Section: New Results
Impossibility of Precise and Sound Termination Sensitive Security Enforcements
An information flow policy is termination sensitive if it imposes that the termination behaviour of programs is not influenced by confidential input. Termination sensitivity can be statically or dynamically enforced. On one hand, existing static enforcement mechanisms for termination sensitive policies are typically quite conservative and impose strong constraints on programs like absence of while loops whose guard depends on confidential information. On the other hand, dynamic mechanisms can enforce termination sensitive policies in a less conservative way. SME, one of such mechanisms, was even claimed to be sound and precise in the sense that the enforcement mechanism will not modify the observable behaviour of programs that comply with the termination sensitive policy. However, termination sensitivity is a subtle policy, that has been formalized in different ways. A key aspect is whether the policy talks about actual termination, or observable termination.
We prove that termination sensitive policies that talk about actual termination are not enforceable in a sound and precise way. For static enforcements, the result follows directly from a reduction of the decidability of the problem to the halting problem.

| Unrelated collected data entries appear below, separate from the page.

PR #2409, opened 2025-05-23
Remove ShaderNodeImpl::getTarget() function

ld-kerley:
This PR removes `ShaderNodeImpl::getTarget()` and all its downstream overloaded functions.

It appears that this function isn't used anywhere, and removing it allows us to simplify the class hierarchy, and possibly opens the door to more consolidation between the GLSL/MSL C++ implementation nodes. 

If removing this function is going to cause problems downstream anywhere, it would be great if someone could give some context - and we should probably add some tests to capture that behavior.


niklasharrysson (approved):
Nice cleanup! This looks good to me

PR #2400, opened 2025-05-21
Consolidate ClosureSourceCode and SourceCode C++ nodes

ld-kerley:
There was really very little difference left after the recent closure data refactor, so I think it makes sense to merge the two together and further reduce the complexity of the C++ implementation nodes.

PR #2410, opened 2025-05-23
Consolidate ClosureCompound with Compound C++ node

ld-kerley:
Similar to the recent work in #2400.

This PR consolidates the few minor differences left between the ClosureCompound and Compound C++ nodes., further reducing the complexity of the C++ implementation nodes.

Also consolidates the logic used to determine if the output is a closure, to be shared here and with the SourceCode node.


source/MaterialXGenShader/ShaderNodeImpl.cpp
```diff
@@ -76,6 +76,19 @@ ShaderGraph* ShaderNodeImpl::getGraph() const
...
+    if (outputs.empty())
+    {
+        // This should never happen as we auto populate the default 'out' output based on the
+        // node type if no output is present.
+        throw ExceptionShaderGenError("Node has no outputs defined'");
+    }
+    return outputs[0]->getType().isClosure();
+}
+
+
```
niklasharrysson, line 91: Nitpick: Extra newline

niklasharrysson (approved):
Looks good to me! Just added two minor comments above.

Issue #1551, opened 2023-10-04
Blur node size inconsistent when zooming viewport


zicher3d:
In the attached sample, a texture (or a procedural) that is blurred by a Blur node seem to blur based on the screen pixels. I would expect the same amount of blur to be consistent in UV space (the documentation seem to say so), but in the video you can clearly see the texture being blurred more when zooming out, and less when zooming in.

The video uses a texture, the MTLX sample uses a procedural.

https://github.com/AcademySoftwareFoundation/MaterialX/assets/7254958/33753259-a903-48df-a5fe-8b821de9dd0d

[blur_zoom_issue.zip](https://github.com/AcademySoftwareFoundation/MaterialX/files/12806554/blur_zoom_issue.zip)

jstone-lucasfilm:
Let's close out this issue, as we've removed the existing implementations of `blur` in change #2411, with our goal being to reimplement them from scratch in a future release of MaterialX.

When time permits, we should write up a new plan for the `blur` nodes in a GitHub Issue, taking into account all of our learnings from earlier implementations.

zicher3d:
Good for me

PR #2411, opened 2025-05-24
Remove Blur node implementation

ld-kerley:
I'm submitting this PR - because I think it's the best we can do for now.  I looked in to trying to find a portable robust implementation for this, and couldn't really come up with anything.

I think it's better to be explicitly do nothing, than to do something that is confusing. 

MDL currently just passes through the `in` input as the output, so I'm using that as the template for the others as it seems like a reasonable fallback - implemented as a nodegraph that is now shared across all languages. 

I'll happily take this PR down, if we can find a robust blur implementation.  Ultimately if we move forward with this, and we don't find an implementation that can work, I would propose we move the `blur` node to the proposals specification in our next breaking change release.


jstone-lucasfilm:
This is definitely an important issue to resolve, and I'll link your proposal to @zicher3d's earlier report on visual issues with the `blur` node in real-time shading:

https://github.com/AcademySoftwareFoundation/MaterialX/issues/1551

jstone-lucasfilm:
Following our approach with `heighttonormal`, I wonder if we can use our knowledge of the relationship between screen-space and texture-space derivatives to propose a better implementation of `mx_compute_sample_size_uv` for the `blur` node:

https://github.com/AcademySoftwareFoundation/MaterialX/blob/main/libraries/stdlib/genglsl/lib/mx_sampling.glsl#L9

It seems very possible that this function is the source of the unintended screen-space dependency in the current `blur` node implementation, and we may be able to apply our learnings here as well.

jstone-lucasfilm:
Before we move forward with such a major change, I'd like to loop in our Autodesk colleagues who contributed this feature to MaterialX in their original work on ShaderGen, and who may have ideas for taking it forward in the future.

I believe @kwokcb originally authored this code in his work on ShaderGen at Autodesk, and @ashwinbhat has been part of recent conversations about evolving our support for `blur` and other convolution nodes in the future, potentially using a stochastic approach that could scale between real-time and film-quality results.

If our Autodesk colleagues would prefer to delete the current code and start fresh sometime in the future, I would support that approach, but it should definitely be their call.

ld-kerley:
To be clear about what's being proposed here.  I'm not suggesting we delete the node, just that we revert its implementation to be a passthru of the `in` input.  Which is what MDL stdlib files implementations, is doing already.

 I feel this would be less confusing to users than the current implementation that highly view dependent.

libraries/README.md
```diff
@@ -76,3 +76,4 @@ This folder contains the standard data libraries for MaterialX, providing declar
 - Shader generation does not currently support:
     - `displacementshader` and `volumeshader` nodes for hardware shading targets (GLSL, MSL).
     - `hextiledimage` and `hextilednormalmap` for OSL and MDL.
+    - `blur` the implementation passes through`in` unmodified.
```
jstone-lucasfilm: Very minor, but there should be a space between "through" and "`in`".

ashwinbhat:
After discussing with @zicher3d and @JGamache-autodesk we are ok with removing the current implementation for `blur`

jstone-lucasfilm (approved):
This looks good to me as well, thanks @ld-kerley!

PR #2413, opened 2025-05-24
Align screen colors between Editor and Viewer

jstone-lucasfilm:
Following up on recent work from @mialana, this changelist updates the viewport screen color in the MaterialX Graph Editor to match that of the MaterialX Viewer.

Now that the UI elements in the Graph Editor have their intended dark color scheme, the darker screen color from the Viewer makes a good choice for the Graph Editor as well.


jstone-lucasfilm:
Here's a screen capture of the Graph Editor with the updated viewport screen color, aligning with that of the Viewer:

MaterialXGraphEditor_AlignedScreenColor

PR #2415, opened 2025-05-27
Adjust binding of frame uniform to ensure Metal renderers animate

warrenm:


jstone-lucasfilm (approved):
Thanks for this fix, @warrenm!

PR #2418, opened 2025-05-28
Add `color4` input support to web viewer UI

hybridherbst:
Seems this was missing.

It looks like this – for the color4 property "dot_Color", two inputs are added to the UI, that modify .rgb and .a:
image


jstone-lucasfilm (approved):
This change looks good to me, thanks @hybridherbst!

Issue #2417, opened 2025-05-28
Restore support for frame-independent `time` in HW shading


jstone-lucasfilm:
Following up on issue #2391, we should restore support for a frame-independent implementation of the `time` node in GLSL and MSL.  In the linked issue, @warrenm described this need as follows:

> With the [death](https://github.com/AcademySoftwareFoundation/MaterialX/pull/2192) of the `HwTimeNode` class, it seems that time essentially became defined as _frame index divided by FPS_. This is, I assume, a common definition in offline and production work, but it doesn't make sense in a real-time context where an application could easily have a variable frame rate (e.g. on an iPhone that throttles conditionally from 120FPS to 60 FPS, beyond the user's or application's control). For animation that's as smooth as possible in a real-time context, it's desirable to use the host's best attempt at a monotonic clock that runs independently of frame rate.

> The lack of frame rate independence can be seen (at least on macOS) by loading a material with a `frame` node in the viewer: in the steady state it animates a low frame rate, but when the orbit controls are active, the frame rate spikes upward, causing drastic differences in animation speed. This cannot be alleviated with a time node that is implemented as the quotient of the frame index and FPS, even if the FPS is sampled instantaneously.

Our own MaterialX Viewer is an example of an application that requires a frame-independent time for correct rendering of animated materials, and it's likely that UsdView and LookdevX will need this functionality in the future as well.

jstone-lucasfilm:
I've written up an initial PR for this change in https://github.com/AcademySoftwareFoundation/MaterialX/pull/2442

PR #2419, opened 2025-05-28
Add support for `time` and `frame` in web viewer

hybridherbst:
Time is currently calculated based on the time at the start of the frame, in seconds – so not framecount / FPS as per the spec, but the more useful calculation in real-time settings (related: https://github.com/AcademySoftwareFoundation/MaterialX/issues/2417)

This should be the last piece missing to fix
- https://github.com/AcademySoftwareFoundation/MaterialX/issues/1952.


jstone-lucasfilm (approved):
This looks like a good improvement to me, thanks @hybridherbst!

Issue #2422, opened 2025-05-29
Shader Generation problem with `<postition>` and `interfacename`


ld-kerley:
I suspect I have found a shader generation bug. It appears that using a `<position>` inside a nodegraph, and exposing the `space` parameter via the `interface name` mechanism appears to not generate valid shader code, either in MSL or OSL. 

Using the `<position>` node alone appears to work.

```
<?xml version="1.0"?>
<materialx version="1.38" colorspace="lin_rec709">

  <position name="myPos" type="vector3">
    <input name="space" type="string" value="object"/>
  </position>

  <convert name="conv" type="color3">
    <input name="in" type="vector3" nodename="myPos"/>
  </convert>
  <surface_unlit name="Srf" type="surfaceshader">
    <input name="emission_color" type="color3" nodename="conv" />
  </surface_unlit>
  <surfacematerial name="Mtl" type="material">
    <input name="surfaceshader" type="surfaceshader" nodename="Srf" />
  </surfacematerial>

</materialx>
```

<img width="1348" alt="Image" src="https://github.com/user-attachments/assets/d75640b0-7f2f-46bc-b9b5-c57c9882eb1a" />

But the following doesn't work

```
<?xml version="1.0"?>
<materialx version="1.38" colorspace="lin_rec709">

  <nodedef name="ND_positionwrapper" node="positionwrapper">
    <input name="wrap_space" type="string" value="object" enum="model, object, world" uniform="true"/>
    <output name="out" type="vector3"/>
  </nodedef>

  <nodegraph name="NG_positionwrapper" nodedef="ND_positionwrapper">
    <position name="myPos" type="vector3">
      <input name="space" type="string" interfacename="wrap_space"/>
    </position>
    <output name="out" type="vector3" nodename="myPos"/>
  </nodegraph>


  <positionwrapper name="myPosWrapper" type="vector3">
    <input name="wrap_space" type="string" value="object"/>
  </positionwrapper>

  <convert name="conv" type="color3">
    <input name="in" type="vector3" nodename="myPosWrapper"/>
  </convert>
  <surface_unlit name="Srf" type="surfaceshader">
    <input name="emission_color" type="color3" nodename="conv" />
  </surface_unlit>
  <surfacematerial name="Mtl" type="material">
    <input name="surfaceshader" type="surfaceshader" nodename="Srf" />
  </surfacematerial>

</materialx>
```

[...]

PR #2423, opened 2025-05-29
Fix enumeration interfacename bug

ld-kerley:
Related to #2422.

When creating the `Input`, during construction of the graph for code generation, currently if an enumeration is exposed via `interfacename`, then the `value` member ends up getting set to `nullptr`, which means later the code generation cannot determine the correct type.

This PR guards the setting of the value, to avoid setting this to `nullptr`.

### DIFF
--- a/source/MaterialXGenShader/ShaderNode.cpp
+++ b/source/MaterialXGenShader/ShaderNode.cpp
@@ -353,16 +353,21 @@ void ShaderNode::initialize(const Node& node, const NodeDef& nodeDef, GenContext
                 }
             }
             const string& valueString = portValue ? portValue->getValueString() : EMPTY_STRING;
-            std::pair<TypeDesc, ValuePtr> enumResult;
-            const string& enumNames = nodeDefInput->getAttribute(ValueElement::ENUM_ATTRIBUTE);
-            const TypeDesc type = context.getTypeDesc(nodeDefInput->getType());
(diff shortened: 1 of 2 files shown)


source/MaterialXGenShader/ShaderNode.cpp
```diff
@@ -353,16 +353,21 @@ void ShaderNode::initialize(const Node& node, const NodeDef& nodeDef, GenContext
                 }
             }
             const string& valueString = portValue ? portValue->getValueString() : EMPTY_STRING;
-            std::pair<TypeDesc, ValuePtr> enumResult;
-            const string& enumNames = nodeDefInput->getAttribute(ValueElement::ENUM_ATTRIBUTE);
-            const TypeDesc type = context.getTypeDesc(nodeDefInput->getType());
-            if (context.getShaderGenerator().getSyntax().remapEnumeration(valueString, type, enumNames, enumResult))
```
kwokcb, line 359: The "bug" appears to be in GLSL and MSL `remapEnumeration` method. It is returning true when there is no value mapped. MDL returns the correct value of `false` in this case.

ld-kerley: Chatted offline with Bernard - we still think the original fix is valid - but I'm gonna put up a PR to fix the return value from `remapEnumeration` as well.

PR #2513, opened 2025-08-01
Introduce NanoColor names to default color management

JGamache-autodesk:
For 1.39 we only remap to existing color spaces.

Todo: For 1.40:
  - rename node defs/graphs to make nanocolor names the default
  - implement an upgrade path for legacy color spaces names
  - provide new nodegraphs for lin_ap0_scene, lin_rec2020_scene, and srgb_ap1_scene

### DIFF
--- a/source/MaterialXGenShader/DefaultColorManagementSystem.cpp
+++ b/source/MaterialXGenShader/DefaultColorManagementSystem.cpp
@@ -20,7 +20,21 @@ const StringMap COLOR_SPACE_REMAP =
     { "gamma18", "g18_rec709" },
     { "gamma22", "g22_rec709" },
     { "gamma24", "rec709_display" },
-    { "lin_ap1", "acescg" }
+    { "lin_ap1", "acescg" },
+
+    // In 1.39 we remap namespaces from ASWF recommended color interop spaces
+    //  See https://github.com/AcademySoftwareFoundation/ColorInterop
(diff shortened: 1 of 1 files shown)


JGamache-autodesk:
@meshula, this should help get correct MaterialX default color management for color spaces recognized by UsdColorSpaceAPI.

meshula:
Thanks! What would it take to add the missing lin_rec2020? I think it would involve adding another matrix here & there?

This is a huge step forward, even without the missing cs.

jstone-lucasfilm:
@meshula Assuming our goal is to include this in the upcoming MaterialX 1.39.4, we should keep the change as simple and minimal as possible, but I like the idea of including `lin_rec2020` in a subsequent improvement for 1.39.5.

jstone-lucasfilm (approved):
@JGamache-autodesk This looks like the right approach for 1.39.4, and I'd support our including this in the release, though I'll give folks a few days to see if any concerns arise.

ld-kerley:
When we have TODO list items - as in the PRs description. I think it would be a good idea to create a GitHub issue. @JGamache-autodesk - do you think you could add one - so we don't lose track of these things?

JGamache-autodesk:
Opened issue #2535 with the 1.40 items. Please note that the 3 missing color spaces will be introduced in 1.39.5 via pull request #2514.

However, for dynamic mechanisms the insight is more involved and requires a diagonalization argument.
In particular, our result contradicts the claim made about SME. We correct this claim by showing that SME enforces a subtly different policy that we call indirect termination sensitive noninterference and that talks about observable termination instead of actual termination. We construct a variant of SME that is sound and precise for indirect termination sensitive noninterference. Finally, we also show that static methods can be adapted to enforce indirect termination sensitive information flow policies (but obviously not precisely) by constructing a sound type system for an indirect termination sensitive policy.